======== TASK MATERIAL

PR #1960, opened 2024-02-21
GT-2159 translate account activity using app lang

rachaelblue:
Hey @levieggertcru, I removed `GetInterfaceStringInAppLanguageUseCase` from `AccountViewModel` and created `ViewAccountUseCase` to handle string translations.  I was debating whether the logic from the other use cases in `AccountViewModel` (like `GetUserAccountDetailsUseCase` and `GetGlobalActivityThisWeekUseCase`) should be moved into repositories and retrieved through `ViewAccountUseCase` too, but it seemed possible they could delay `ViewAccountUseCase` from returning as quickly.  Thoughts on this?


godtools/App/Flows/Menu/MenuFlow.swift
```diff
@@ -318,14 +318,16 @@ class MenuFlow: Flow {
     private func getAuthErrorAlertMessage(authError: AuthErrorDomainModel) -> AlertMessageType {
         
         let localizationServices: LocalizationServices = appDiContainer.dataLayer.getLocalizationServices()
+        let appLanguageLocaleId = appDiContainer.feature.appLanguage.domainLayer.getCurrentAppLanguageUseCase().getLanguage().localeId
```
rachaelblue, line 321: Hey @levieggertcru, is there a way you'd prefer to get the app language here rather than instantiating the use case and pulling it out?  Not sure I know how the flows fit into clean architecture.

levieggertcru:
Hey @rachaelblue that is a potential problem using CombineLatest, if one of the publishers are initially delayed it will delay everything else.
I think it would be nice to model everything within the ViewUseCase that is being viewed, however, I just don't know how realistic it will be.  Another situation is if we have a ViewUseCase that has a lot of data in it that is Viewable and it starts to get massive in scale.  I think these are 2 areas where we can chunk things out where it makes sense.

================

**ASSIGNMENT**.
Copy out all the entries shown above, character for character.

**OUTPUT BELOW**.
PR #1960, opened 2024-02-21
GT-2159 translate account activity using app lang

rachaelblue:
Hey @levieggertcru, I removed `GetInterfaceStringInAppLanguageUseCase` from `AccountViewModel` and created `ViewAccountUseCase` to handle string translations.  I was debating whether the logic from the other use cases in `AccountViewModel` (like `GetUserAccountDetailsUseCase` and `GetGlobalActivityThisWeekUseCase`) should be moved into repositories and retrieved through `ViewAccountUseCase` too, but it seemed possible they could delay `ViewAccountUseCase` from returning as quickly.  Thoughts on this?


godtools/App/Flows/Menu/MenuFlow.swift
```diff
@@ -318,14 +318,16 @@ class MenuFlow: Flow {
     private func getAuthErrorAlertMessage(authError: AuthErrorDomainModel) -> AlertMessageType {
         
         let localizationServices: LocalizationServices = appDiContainer.dataLayer.getLocalizationServices()
+        let appLanguageLocaleId = appDiContainer.feature.appLanguage.domainLayer.getCurrentAppLanguageUseCase().getLanguage().localeId
```
rachaelblue, line 321: Hey @levieggertcru, is there a way you'd prefer to get the app language here rather than instantiating the use case and pulling it out?  Not sure I know how the flows fit into clean architecture.

levieggertcru:
Hey @rachaelblue that is a potential problem using CombineLatest, if one of the publishers are initially delayed it will delay everything else.
I think it would be nice to model everything within the ViewUseCase that is being viewed, however, I just don't know how realistic it will be.  Another situation is if we have a ViewUseCase that has a lot of data in it that is Viewable and it starts to get massive in scale.  I think these are 2 areas where we can chunk things out where it makes sense.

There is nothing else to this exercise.